PORNO die Kiste! Live noch besser als auf den Bildern (durfte gestern ja schon n Blick riskieren)


----------



## frankweber (4. Mai 2011)

mit dem richtigen Lenker nun:


----------



## stuk (4. Mai 2011)

danke frank.
der lenker ist echt klasse geworden. (das bike ja sowieso)
habe bei mir ja auch lange überlegt welchen lenker ich in "natur" an mein aircraftgrey schrauben könnte. ist dann aber schwarzelox geworden.
mfg und viel spaß damit.


----------



## trailterror (4. Mai 2011)

geiles teil


----------



## frankweber (4. Mai 2011)

stuk schrieb:


> danke frank.
> der lenker ist echt klasse geworden. (das bike ja sowieso)
> habe bei mir ja auch lange überlegt welchen lenker ich in "natur" an mein aircraftgrey schrauben könnte. ist dann aber schwarzelox geworden.
> mfg und viel spaß damit.


 

Dein Wunsch für bilder wurde heute bei der Morgenrunde realisiert.

Der Lenker ist ein Spank 777, er wurde von Fachmann Khujand bearbeitet ( sandgestrahlt etc. ) da er diverse Lackverluste wegen austretendem Dot 5 ( Formula One) hatte und nicht mehr schön war.

Die jetzige Farbe ist ein wenig heller als die odi Klemmringe in titanfarben und noch etwas heller als dieTitanfeder.

Ich hab mal testweise die Vertiefungen des Hs Pimpkits geschwärzt mit Eding und das sah besser aus als der Goldene Klumpen, ist natürlich nicht dauerhaft und bei der Fläche mit der Riffeln nicht vollständig deckend.

Mir schwebt nun aber wegen der Optik vor, eben diese Vertiefungen mit Dunkelgrau auszupinseln, *hat jemand eine Idee welche Qualität Farbe hierzu geeignet ist.*

Gruß Frank


----------



## Ge!st (4. Mai 2011)

WOW frank, dein AFR ist ja echt GEIL und der gestrahlte Lenker macht sich sehr gut


----------



## MTB-News.de




----------



## guru39 (4. Mai 2011)

geil


----------



## Stagediver (4. Mai 2011)

Frank,

alle Daumen hoch 

Wirklich starkes Rad.


----------



## BOSTAD (4. Mai 2011)

Titan lässt grüßen  ditt isn schönes Radl. 

Auch das lila gold Pornbike gefällt mir, weil es individuell ist und nicht nach Erdbeereis mit Sahne aussieht!
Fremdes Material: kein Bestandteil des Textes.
PR #7844, opened 2025-04-25
Tail macos stdin ran from script fix

### LINKED ISSUE #7763: tail does not read correctly from stdin when started from a script with redirection (but works with pipes)
If you create a file `test.sh`
```
#!/bin/bash

tail
```
then, given some text file `file.txt` you give
```
. test.sh <file.txt
```
the result is
```
tail: cannot open 'standard input' for reading: No such file or directory
```
The standard `tail` command from MacOS or the GNU version print correctly the file instead.

However,
```
cat file.txt | . test.sh
```
will work. That's very confusing.

hz2:
fixes #7763 

causes [`test_stdin_redirect_dir_when_target_os_is_macos`](https://github.com/uutils/coreutils/blob/main/tests/by-util/test_tail.rs#L318-L347) to fail, though may need more context on what this was testing.

```bash
thread 'test_tail::test_stdin_redirect_dir_when_target_os_is_macos' panicked at tests/by-util/test_tail.rs:340:10:

Diff < left / right > :
<tail: Is a directory
>tail: cannot open 'standard input' for reading: No such file or directory
```


hz2:
the comment above the `test_stdin_redirect_dir_when_target_os_is_macos`:

```rust
// On macOS path.is_dir() can be false for directories if it was a redirect,
// e.g. `$ tail < DIR. The library feature to detect the
// std::io::ErrorKind::IsADirectory isn't stable so we currently show the a wrong
// error message.
// FIXME: If `std::io::ErrorKind::IsADirectory` becomes stable or macos handles
//  redirected directories like linux show the correct message like in
//  `test_stdin_redirect_dir`
```

and is testing:

```bash
$ mkdir dir
$ tail < dir, $ tail - < dir
tail: error reading 'standard input': Is a directory
```

the differences between the error messages on what i see on my mac-m1 using GNU's tail and uutil's can be shown in the following changes to `test_stdin_redirect_dir_when_target_os_is_macos`:

```rust
    ts.ucmd()
        ...
        // .stderr_is("tail: stdin: Is a directory\n"); expected message macOS shows with GNU
        .stderr_is("tail: Is a directory\n"); // actual message we show
    ts.ucmd()
        ...
        // .stderr_is("tail: -: No such file or directory\n"); expected message macOS shows with GNU
        .stderr_is("tail: Is a directory\n"); // actual message we show
```

which should be handled but since functionality when running from a script is failing, this test should be ignored for now.

tests/by-util/test_tail.rs
```diff
@@ -324,6 +324,7 @@ fn test_stdin_redirect_dir() {
 //  `test_stdin_redirect_dir`
 #[test]
 #[cfg(target_vendor = "apple")]
+#[ignore = "disabled until fixed"]
```
sylvestre, line 327: I would prefer you fix that before we merge this PR :)

hz2: fixed in latest commit!

tests/by-util/test_tail.rs
```diff
@@ -346,6 +346,54 @@ fn test_stdin_redirect_dir_when_target_os_is_macos() {
         .stderr_is("tail: cannot open 'standard input' for reading: No such file or directory\n");
 }
 
+#[test]
+#[cfg(unix)]
```
sylvestre, line 350: seems that it is failing on freebsd: 
```
  ──── TRY 1 STDOUT:       coreutils::tests test_tail::test_stdin_via_script_redirection_and_pipe
  
  running 1 test
  write(default): /tmp/.tmpqaoG0W/file.txt
  run: sh -c ./test.sh < file.txt
  test test_tail::test_stdin_via_script_redirection_and_pipe ... FAILED
  
  failures:
  
  failures:
      test_tail::test_stdin_via_script_redirection_and_pipe
  
  test result: FAILED. 0 passed; 1 failed; 0 ignored; 0 measured; 3718 filtered out; finished in 0.04s
  
  ──── TRY 1 STDERR:       coreutils::tests test_tail::test_stdin_via_script_redirection_and_pipe
  
  thread 'test_tail::test_stdin_via_script_redirection_and_pipe' panicked at tests/by-util/test_tail.rs:385:10:
  Command was expected to succeed. code: 127
  stdout = 
   stderr = sh: ./test.sh: not found
  
  stack backtrace:
     0: rust_begin_unwind
               at /rustc/05f9846f893b09a1be1fc8560e33fc3c815cfecb/library/std/src/panicking.rs:695:5
     1: core::panicking::panic_fmt
               at /rustc/05f9846f893b09a1be1fc8560e33fc3c815cfecb/library/core/src/panicking.rs:75:14
     2: uutests::util::CmdResult::success
               at ./tests/uutests/src/lib/util.rs:442:9
     3: uutests::util::UCommand::succeeds
               at ./tests/uutests/src/lib/util.rs:1929:9
     4: tests::test_tail::test_stdin_via_script_redirection_and_pipe
               at ./tests/by-util/test_tail.rs:381:5
     5: tests::test_tail::test_stdin_via_script_redirection_and_pipe::{{closure}}
               at ./tests/by-util/test_tail.rs:351:48
               at /rustc/05f9846f893b09a1be1fc8560e33fc3c815cfecb/library/core/src/ops/function.rs:250:5
               at /rustc/05f9846f893b09a1be1fc8560e33fc3c815cfecb/library/core/src/ops/function.rs:250:5
```

hz2: thanks for pointing this out, subtleties in FreeBSD

src/uu/tail/src/paths.rs
```diff
@@ -78,14 +78,14 @@ impl Input {
...
             }
             InputKind::File(_) | InputKind::Stdin => {
-                if cfg!(unix) {
-                    match PathBuf::from(text::DEV_STDIN).canonicalize().ok() {
-                        Some(path) if path != PathBuf::from(text::FD0) => Some(path),
-                        Some(_) | None => None,
-                    }
-                } else {
+                #[cfg(target_os = "macos")]
+                {
```
sylvestre, line 82: please add a comment explaining why macos is empty

src/uu/tail/src/tail.rs
```diff
@@ -189,6 +189,23 @@ fn tail_stdin(
     input: &Input,
     observer: &mut Observer,
 ) -> UResult<()> {
+    #[cfg(target_os = "macos")]
+    {
+        if let Ok(mut stdin_handle) = Handle::stdin() {
```
sylvestre, line 194: and add a comment here why macos is special :)

tests/by-util/test_tail.rs
sylvestre: it is still ignored  :)

hz2: sorry about this! must have been missed when i tried to squash, but it is fixed

hz2:
@sylvestre 

hopefully the comments are clear, the test i added should prevent regressing from the specific handling on macOS [^1][^2][^3]


[^1]: https://unix.stackexchange.com/questions/18255/how-does-dev-fd-relate-to-proc-self-fd
[^2]: https://stackoverflow.com/questions/48438404/cant-call-ioutil-readdir-on-dev-fd-on-macos
[^3]: https://github.com/rust-lang/rust/issues/95239

sylvestre:
thanks!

Ist das Bike vom Perückentony?


----------



## de´ AK77 (4. Mai 2011)

done....





Gabel: Boxxer WC schwarz
Dämpfer: Cane Creek Double Barrel mit 450er Feder
Laufräder: Mavic EX 729, Atomlab Pimp Nabe in gold, 
DT-Comp. 2,0-1,8-2,0 Speichen und DT-Swiss 16mm Messingnippel
Bremsen: Avid/Sram X.O schwarz, vorne 203mm hinten 203mm
Shifter: X.O Hammerschmidt, X.O 10fach schwarz
Schaltwerk: X.O 10fach schwarz kurzer Käfig
Kurbel: Hammerschmidt AM mit Pimpkit
Pedale: NC-17 Sudpin III schwarz
Kassette: SRAM PG-1070 10 FACH 12-13-15-17-19-22-25-28-32-36 Z.
Kette: KMC 10-fach X10-SL gold
Sattelstütze: Race Face Deus
Klemme: Tune Würger in gold
Sattel: Selle Italia Flite Classic
Vorbau: 77Designz Direct Mount Vorbau schwarz
Lenker: Race Face Atlas FR Stealth
Griffe: ODI Intense Bonus Pack mit violetten Klemmringen
Steuersatz: Cane Creek - AngleSet ( für den Anfang ma mit 0°)
Reifen: Continental Rubber Queen 2.4 

Gewicht: 17,5kg

artgerechte Bilder vor der Eisdiele folgen von der Starfotografin asap!

ich geh nu die Dame einreiten


----------



## BOSTAD (4. Mai 2011)

Viel Spass!!


----------



## frankweber (4. Mai 2011)

s geil  viel spaß beim reiten.

an der Gabel noch goldenes Decalset  ( Mountainbikes.net 24.90)dann 100 punkte.
Gruß FRank


----------



## Kontragonist (4. Mai 2011)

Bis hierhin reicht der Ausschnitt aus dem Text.